Em 2023, avisou o comando que pretendia iniciar a transição. "Recebi um enorme apoio de toda a minha equipa de comando e tudo seria mantido em sigilo até que estivesse pronta para mudar oficialmente de género. Durante este período, iniciei o tratamento hormonal e comecei a apresentar-me lentamente como mulher em momentos particulares ou em férias", contou. "Em 2024, assumi-me na minha unidade e comecei a apresentar-me publicamente como mulher. Mais uma vez, recebi um enorme apoio da minha unidade como um todo. Paguei do meu bolso todos os cuidados relacionados com as pessoas trans. Os militares não cobriram nada disto".

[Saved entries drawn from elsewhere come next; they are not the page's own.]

PR #9254, opened 2023-10-24
[LLM] Replace Embedding layer to fix it on CPU

MeouSker77:
## Description

Replace `Embedding` layer when loading model in low bit to fix it on CPU

Skip user-defined `Embedding` layer because it may have different `forward` signature with standard `Embedding` layer, such as whisper.

### DIFF
--- a/python/llm/src/bigdl/llm/transformers/convert.py
+++ b/python/llm/src/bigdl/llm/transformers/convert.py
@@ -109,7 +109,8 @@ def _replace_with_low_bit_linear(model, qtype, modules_to_not_convert=None,
                         model._modules[name].requires_grad_(False)
 
                         module.weight = None
-        elif isinstance(module, nn.Embedding) and name not in modules_to_not_convert:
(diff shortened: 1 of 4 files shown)


rnwang04 (approved):
LGTM

python/llm/src/bigdl/llm/transformers/convert.py
```diff
@@ -107,6 +109,19 @@ def _replace_with_low_bit_linear(model, qtype, modules_to_not_convert=None,
                         model._modules[name].requires_grad_(False)
 
                         module.weight = None
+        elif type(module) == nn.Embedding and name not in modules_to_not_convert:
```
jason-dai, line 112: I don't think we want to do it unconditionally; maybe adding some config to control behavior?

MeouSker77:
use a better way to workaround ipex bug, now we can call the Embedding layer on XPU, no need to move it to CPU any more

PR #9257, opened 2023-10-24
LLM: add `low_bit` option in benchmark scripts

plusbang:
## Description

To benchmark int8/fp8, add `low_bit` option in benchmark scripts

### 2. User API changes

We could specify low_bit parameter in config.yaml
The output csv maybe as following:
```bash
,model,1st token avg latency (s),2+ avg latency (s/token),encoder time (s),input/output tokens,actual input/output tokens,num_beams,low_bit
0,THUDM/chatglm2-6b,xxxxx,xxxxxx,0.0,32-32,32-32,1,sym_int8
```

### 4. How to test?
- [x] Unit test
- [x] Local test


rnwang04 (approved):
LGTM

PR #9261, opened 2023-10-24
LLM: replace torch.float32 with auto type

JinBridger:
## Description

Replace `torch.float32` with `auto` to get lower resource needed.

Here's comparison when loading `chatglm2-6b`:

### Using `auto`

image

### Using `torch.float32` (Actually I killed the process after mem reach 90%, otherwise it will continue loading and crash my computer)

image


gc-fu (approved):
LGTM

PR #9262, opened 2023-10-24
LLM: add UI for portable-zip

JinBridger:
## Description

**Add `--chat` argument to `setup.bat` so that**
- when run `setup.bat`, it will generate portable zip without web-ui.
- when run `setup.bat --ui`, it will generate portable zip with web-ui.

**The usage of portable zip with/without web-ui is different:**
- For portable zip without web-ui, the usage still remains the same, which is double-click `chat.bat` and input path/to/model.
- However, for portable zip with web-ui, the usage is double-click `chat-ui.bat` and visit `127.0.0.1:7860` in browser.

**Add the usage of portable zip with web-ui in `README-ui.md`.**

**Update the usage of `setup.bat` in `setup.md`**

**⚠️ I didn't add gif in README-ui.md. I'll add it after I upload it in assets.** 

## Screenshots (web-ui, running chatglm2-6b)

Animation

### DIFF
--- a/python/llm/portable-zip/.gitignore
+++ b/python/llm/portable-zip/.gitignore
@@ -1,2 +1,4 @@
 python-embed
 bigdl-llm.zip
+*.log
+*.json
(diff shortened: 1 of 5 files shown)


shane-huang (approved):
Merge this PR for now and refine later if any.

PR #10496, opened 2024-03-21
[LLM] Add nightly igpu perf test for INT4+FP16 1024-128

Oscilloscope98:
## Description

Add nightly igpu perf test for INT4+FP16 1024-128
Skip rwkv models due to https://github.com/analytics-zoo/nano/issues/1180#issuecomment-2008576711

### How to test?
- [x] Perf test

TODO: add an action function for different in-out and test_api


rnwang04 (approved):
LGTM

PR #10498, opened 2024-03-21
LLM: don't export env variables when linux kernel is 6.5

WeiguangHan:
@hkvision Don't export env variables when linux kernel is 6.5


hkvision (approved):

hkvision:
Also need to update run-max-gpu.sh?

WeiguangHan:
> Also need to update run-max-gpu.sh?

sure

python/llm/dev/benchmark/all-in-one/run-arc.sh
```diff
@@ -1,5 +1,9 @@
 source /opt/intel/oneapi/setvars.sh
+
 export USE_XETLA=OFF
-export SYCL_PI_LEVEL_ZERO_USE_IMMEDIATE_COMMANDLISTS=1
+KERNEL_VERSION=$(uname -r)
+if [[ $KERNEL_VERSION != *"6.5"* ]]; then
```
qiuxin2012, line 5: what if 6.5 and higher?

hkvision: we don't set `SYCL_PI_LEVEL_ZERO_USE_IMMEDIATE_COMMANDLISTS` for 6.5 or higher versions, namely do nothing.

PR #10529, opened 2024-03-25
LLM: Add length check for IPEX-CPU speculative decoding 

xiangyuT:
## Description

Add length check for IPEX-CPU speculative decoding. For length < 256 prompts will use original_generate() method.

### DIFF
--- a/python/llm/src/ipex_llm/transformers/speculative.py
+++ b/python/llm/src/ipex_llm/transformers/speculative.py
@@ -64,6 +64,7 @@ def generate(
                         'auto_th_stop_draft', 'auto_parameters', 'min_step_draft',
                         'th_batch_num']:
                 value = kwargs.pop(var, None)
+            del self.draft_model
             return original_generate(self,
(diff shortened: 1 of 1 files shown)


python/llm/src/ipex_llm/transformers/speculative.py
```diff
@@ -53,6 +53,28 @@ def generate(
     **kwargs,
 ):
     if hasattr(self, "draft_model"):
+        from ipex_llm.llm.transformers.convert import get_enable_ipex
+        _enable_ipex = get_enable_ipex()
```
qiyuangong, line 57: Add CPU device check.

qiyuangong: get_enable_ipex is CPU only. Others LGTM

qiyuangong: @jason-dai

qiyuangong (approved):
LGTM

PR #10540, opened 2024-03-26
fix chatglm

MeouSker77:
## Description

The shape of chatglm's hidden_states is `[seq_len, batch_size, hidden_size]`, which is different from other models' `[batch_size, seq_len, hidden_size]`.

When `2 <= seq_len <= 8`, it will use quantize kv in first token, and not use quantize kv in rest token, which causes this error, so fix it.

https://github.com/intel-analytics/ipex-llm/issues/10515


sgwhat (approved):

Oscilloscope98 (approved):

Oscilloscope98:
@JinBridger has conducted some tests on Arc A770, and the bug has been resolved. :)

PR #10544, opened 2024-03-26
Remove ipex-llm dependency in readme

JinBridger:
We remove this as this is for native int4 and may be confused for users.


qiyuangong (approved):
LGTM

qiyuangong:
@jason-dai 
Can we remove this legacy glibc table?

jason-dai:
> @jason-dai Can we remove this legacy glibc table?

Yes

PR #10545, opened 2024-03-26
replace bigdl-llm with ipex-llm

liu-shaojun:
### 1. Why the change?

This submission replaces bigdl-llm with ipex-llm in workflows.


glorysdj (approved):
LGTM

PR #10555, opened 2024-03-27
support fp8 in xetla

yangw1234:
### 1. Why the change?

Support fp8 in xetla path and fixed several bugs.

### 2. User API changes

No

### 3. Summary of the change 
1. adapt latest changes in core-xe to rename `mm_int4` to `mm_xetla`
2. support moving back to cpu
3. support fp8
4. add fuse qkv to mistral

### 4. How to test?
- [x] Unit test
- [x] manually tested

### 5. New dependencies

No


yangw1234:
The llama index error is irrelevant.

PR #10559, opened 2024-03-27
Create scorecard.yml

liu-shaojun:
### 1. Why the change?

This submission creates scorecard.yml to scan and generate OpenSSF score.


glorysdj (approved):
LGTM

PR #10560, opened 2024-03-27
fix -1 top_k

gc-fu:
## Description

fix top_k error


Oscilloscope98 (approved):
LGTM

We need to be more careful regarding the default `top_p`, `top_k` values, etc., after supporting of sampling, beam search, etc.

Ataques à comunidade transgénero
As ameaças enfrentadas por Ellis, que serviu na Guarda Nacional desde 2009 e foi destacada para o Iraque e o Kuwait, realçam o impacto real da desinformação sobre as pessoas transgénero numa altura em que se verificou um aumento acentuado da retórica política contra elas.
As pessoas trans têm sido cada vez mais falsamente culpadas por tragédias e violência nos últimos anos, principalmente após tiroteios em massa. Desde 2022, alegações falsas ou não confirmadas têm ligado pessoas trans a tiroteios em massa em Uvalde, Texas; Nashville, Tennessee; Filadélfia; Madison, Wisconsin; e Des Moines, Iowa.
A comunidade transgénero tornou-se um ponto crítico nas guerras culturais que assolam os Estados Unidos. O presidente norte-americano Donald Trump assinou vários decretos executivos, incluindo um que instruía o governo a reconhecer apenas dois sexos, masculino e feminino.
Após o acidente, Trump sugeriu, sem oferecer qualquer prova, que as práticas de contratação de diversidade da autoridade de aviação poderiam ser parcialmente culpadas, tornando as pessoas trans um alvo fácil para os rumores online. Além disso, dias antes do acidente, Trump tinha assinado uma ordem executiva que tentava proibir as pessoas transgénero de se juntarem às forças armadas, o que levou alguns utilizadores a especular que o acidente foi um ato de terrorismo cometido por um piloto transgénero.
O processo de Ellis faz parte de uma tendência que tem visto os processos por difamação a tornarem-se cada vez mais uma ferramenta utilizada por cidadãos norte-americanos e grupos pró-democracia para responsabilizar financeira e pessoalmente os disseminadores de desinformação.